The conventional methods used so far have significant drawbacks: For example, if samples are taken and layer thickness is determined by microscopic cross-sectioning, the layer can indeed be visually inspected at that point — but the test specimen is then discarded, and the measurement results are neither accurate nor reproducible. Many applications therefore use resistance measurement. However, this only works well as long as the geometry of the test object does not restrict the current flow. Moreover, if contact probes are positioned manually, individual variations in measurement results are inevitable. High reproducibility can therefore not be achieved with this approach.
Laser-Based Photothermal Measurement: Non-Contact and Fast
The photothermal measurement method developed by the French manufacturer Enovasense, now offered by Polytec specifically for measuring the layer thickness of anodized surfaces, eliminates these difficulties. The laser-based layer thickness measurement system (e.g. HAKO-L) operates without any contact with the object. Using lasers and infrared sensors, the coating is measured from working distances of 20 to 40 mm with a repeatability typically of ±1 µm or ±3% of the measured value.
The laser-based photothermal measurement principle is based on heating the sample surface by laser irradiation. This heat spreads by diffusion, depending on the material and the coating thickness. The test object is irradiated by the laser at defined points, and from the thermal response at these points, the layer thickness is calculated using dedicated algorithms. Because the excitation laser generates only minimal heating, neither the object nor the coating is affected or damaged during measurement. The process is also extremely fast — the measurement itself usually takes less than one second.
The spatial resolution depends on the size of the laser spot. When testing anodized surfaces, the laser beam has a diameter of about 700 µm. As a result, components and areas that were previously inaccessible with conventional contact probes can now be measured with high precision — even in critical locations such as bores or filament-like structures.
The measurement method is available either as a by-the-line or laboratory inspection station (Figure 2) but can also be directly integrated into the production line if required. In such cases, the measurement head can, for example, be mounted on a robot arm.
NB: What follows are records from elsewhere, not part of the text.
PR #835, opened 2022-12-23
fix(commands): display help usage message if needed

### LINKED ISSUE #831: [db-tunnel] If we use flags after the `DATABASE_URL` field the command will silently fail
For example:

```
scalingo -a john-test db-tunnel SCALINGO_POSTGRESQL_URL -p 10010
```
Will silently fail and just exit.

It would be nice to display a nice error message instead letting the client know that there is an issue.

### LINKED ISSUE #834: CLI does not show help of command when number of args is not correct anymore
## To reproduce:

```bash
scalingo --app my-app addons-add
```
This previous command does not shown anything

## Expected

To have the help of the command shown like
```bash
➜ scalingo --app my-app addons-add --help
NAME:
   scalingo addons-add - Provision an add-on for your application

USAGE:
   scalingo addons-add [command options] [arguments...]

CATEGORY:
   Addons

DESCRIPTION:
    Provision an add-on for your application:
       $ scalingo -a myapp addons-add <addon-name> <plan>

       # See also 'addons-list' and 'addons-plans'


OPTIONS:
   --app value, -a value  Name of the current app (default: "<name>")
   --region value         Name of the region to use
   --help, -h             show help (default: false)
```

EtienneM:
You may want to review commit by commit as this PR also contains a bunch of refactoring.

I think the scenario described in the related issue actually never worked.. 😅  

Fix #834

This PR also fixes #831

I would like to release a new version after this PR.

### DIFF
--- a/cmd/addons.go
+++ b/cmd/addons.go
@@ -9,7 +9,7 @@ import (
 )
 
 var (
-	AddonsListCommand = cli.Command{
+	addonsListCommand = cli.Command{
 		Name:     "addons",
 		Category: "Addons",
 		Usage:    "List used add-ons",
@@ -37,7 +37,7 @@ var (
 			autocomplete.CmdFlagsAutoComplete(c, "addons")
 		},
 	}
-	AddonsAddCommand = cli.Command{
+	addonsAddCommand = cli.Command{
 		Name:     "addons-add",
 		Category: "Addons",
 		Flags:    []cli.Flag{&appFlag},
@@ -65,7 +65,7 @@ var (
 			autocomplete.AddonsAddAutoComplete(c)
 		},
 	}
-	AddonsRemoveCommand = cli.Command{
+	addonsRemoveCommand = cli.Command{
 		Name:     "addons-remove",
 		Category: "Addons",
 		Flags:    []cli.Flag{&appFlag},
@@ -93,7 +93,7 @@ var (
 			autocomplete.AddonsRemoveAutoComplete(c)
 		},
 	}
-	AddonsUpgradeCommand = cli.Command{
+	addonsUpgradeCommand = cli.Command{
 		Name:     "addons-upgrade",
 		Category: "Addons",
 		Flags:    []cli.Flag{&appFlag},
@@ -121,7 +121,7 @@ var (
 			autocomplete.AddonsUpgradeAutoComplete(c)
 		},
 	}
-	AddonsInfoCommand = cli.Command{
+	addonsInfoCommand = cli.Command{
 		Name:     "addons-info",
 		Category: "Addons",
 		Usage:    "Display information about an add-on attached to your app",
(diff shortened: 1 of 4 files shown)


cmd/commands.go
```diff
@@ -63,9 +62,8 @@ func (cmds *AppCommands) addCommand(cmd Command) {
 			if currentRegion != "" {
 				config.C.ScalingoRegion = currentRegion
 			}
-			action(c)
 
-			return nil
+			return action(c)
```
EtienneM, line 66: With this change, if an action returns an error, it displays the error message (and that's it). There is no other messages than the error string representation.

cmd/addons.go
```diff
@@ -21,23 +21,22 @@ var (
 `,
 		Action: func(c *cli.Context) error {
 			currentApp := detect.CurrentApp(c)
-			var err error
-			if c.Args().Len() == 0 {
-				err = addons.List(c.Context, currentApp)
-			} else {
-				cli.ShowCommandHelp(c, "addons")
+			if c.Args().Len() > 0 {
+				return cli.ShowCommandHelp(c, "addons")
```
EtienneM, line 25: With the change explained here (https://github.com/Scalingo/cli/pull/835/files#r1056545792), this leads to the following output:

```
 ✘ emichon@biniou  ~/Documents/Scalingo/golang/src/github.com/Scalingo/cli   fix/834/addons-add_help  go build -o scalingo-cli ./scalingo && ./scalingo-cli --app biniou addons toto
No help topic for 'addons'
```

cmd/commands.go
```diff
@@ -26,49 +25,59 @@ type Command struct {
...
+		cmds.commands = append(cmds.commands, cmd.Command)
+		return
+	}
+
+	// Regional commands are modified before being added to the list of commands.
+	regionFlag := &cli.StringFlag{Name: "region", Value: "", Usage: "Name of the region to use"}
+	cmd.Command.Flags = append(cmd.Command.Flags, regionFlag)
+	// I don't really understand the official documentation about this field.
+	// But setting it to true enables the display of the help usage message when `cli.ShowCommandHelp` is called. Without this setting, the call to `cli.ShowCommandHelp` displays a "No help topic for command" error message.
+	cmd.Command.HideHelp = true
```
EtienneM, line 39: This is the actual fix of the related issue.

cmd/commands.go
```diff
@@ -26,49 +25,59 @@ type Command struct {
...
+			debug.Printf("[Regions] Use the default region '%s'\n", region.Name)
+			currentRegion = region.Name
+		}
 
-			return nil
+		if currentRegion != "" {
+			config.C.ScalingoRegion = currentRegion
 		}
+
+		return action(c)
```
EtienneM, line 79: This is a noticeable change. 

With this change, if an action returns an error, it displays the error message (and that's it). There is no other messages than the error string representation.

Before this PR, if an action returned an error it would simply be ignored.

curzolapierre (approved):
Thanks, LGTM

PR #863, opened 2023-01-06
fix(cli-build) Compile the CLI statically to prevent GLIBC incompatibility

### LINKED ISSUE #862: Last version may fail to run with `version 'GLIBC_2.32' not found`
From @johnsudaar:

> I'm wondering, is there a reason why we don't build with `CGO_ENABLED=0`? It sounds like a good idea to statically compile our CLI WDYT?
> We're using ubuntu-latest so this might've changed. We also changed the go-releaser version.

Steps to reproduce:

```
docker run --pull=always --rm -it ruby:3.1.3 bash
curl -O https://cli-dl.scalingo.com/install && bash install
```

There is already n issue during  the installation:

```
-----> Installation completed, the command 'scalingo' is available.
scalingo: /lib/x86_64-linux-gnu/libc.so.6: version `GLIBC_2.32' not found (required by scalingo)
scalingo: /lib/x86_64-linux-gnu/libc.so.6: version `GLIBC_2.34' not found (required by scalingo)
-----> Here's what's new in this version:


```

johnsudaar:
Fix #862

### DIFF
--- a/.github/workflows/publish.yml
+++ b/.github/workflows/publish.yml
@@ -37,6 +37,7 @@ jobs:
           args: release --rm-dist
         env:
           GITHUB_TOKEN: ${{ secrets.GITHUB_TOKEN }}
+          CGO_ENABLED: 0
 
   releases-windows:
     needs: tests
--- a/CHANGELOG.md
+++ b/CHANGELOG.md
@@ -2,6 +2,8 @@
 
 ### To be Released
 
+* fix(cli-build) Compile the CLI statically to prevent GLIBC incompatibility [#863](https://github.com/Scalingo/cli/pull/863)
+
 ### 1.27.0
 
 * fix(commands): display help usage message if needed [#835](https://github.com/Scalingo/cli/pull/835)


.github/workflows/publish.yml
```diff
@@ -37,6 +37,7 @@ jobs:
           args: release --rm-dist
         env:
           GITHUB_TOKEN: ${{ secrets.GITHUB_TOKEN }}
+          CGO_ENABLED: 0
```
EtienneM, line 40: Isn't it also important to add this flag for the Windows version?

johnsudaar: I'm not sure and since i do not have a way to test it. I'd like to be safe WDYT ?

EtienneM (approved):

.github/workflows/publish.yml
johnsudaar: Running the build on my fork to ensure that it works: https://github.com/johnsudaar/cli/actions/runs/3855819102

PR #873, opened 2023-01-27
fix: use a current stacks in help

btrd:

No need of a changelog entry for this IMHO


yohann-bacha (approved):
I listed the possibles stacks with `scalingo stacks`, the `scalingo-20` is the only available, so for me it's ok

Independent of Object Shape and Size
Since the measurement is independent of the object’s geometry and size, surface coatings on a wide variety of objects can be inspected. Thanks to the Enovasense technology, recalibration is not required when switching products. Everything necessary is already stored in the measurement system; measurement times, distance, accuracy, and laser intensity are all optimized for the application. This allows the measurement of shapes with curvature radii down to 1 mm, and no reference to an uncoated part is needed for calibration.
This saves labor time both in industrial applications and in the laboratory. For the objects shown in Figures 3 and 4, the HAKO-L delivered significantly more meaningful and highly accurate, reproducible measurement results — both on the screw thread and the small perforated workpiece — compared to destructive profile measurement and eddy current testing.
Optimizing the Process Using Measurement Results
The HAKO-L system is equipped with a 3-axis system, allowing complex parts to be scanned over their entire surface for extended analysis. This enables a quick and clear feedback in the same work step regarding the distribution and uniformity of the anodized layer on one or multiple selected parts.
These measurement results can be used not only for quality control but also for process optimization:
Figure 5 shows the results for three anodized parts positioned at three different locations in the anodizing bath. Depending on their position in the bath, significant differences in layer thickness can be observed. Such a measurement takes only a few minutes.
The benefits can be enormous, as the measurement data allow for finer adjustment of process parameters to achieve a more uniform coating and, more generally, to improve quality. This approach pays off quickly, especially since handling the photothermal testing method is straightforward thanks to the pre-calibration for anodized layers.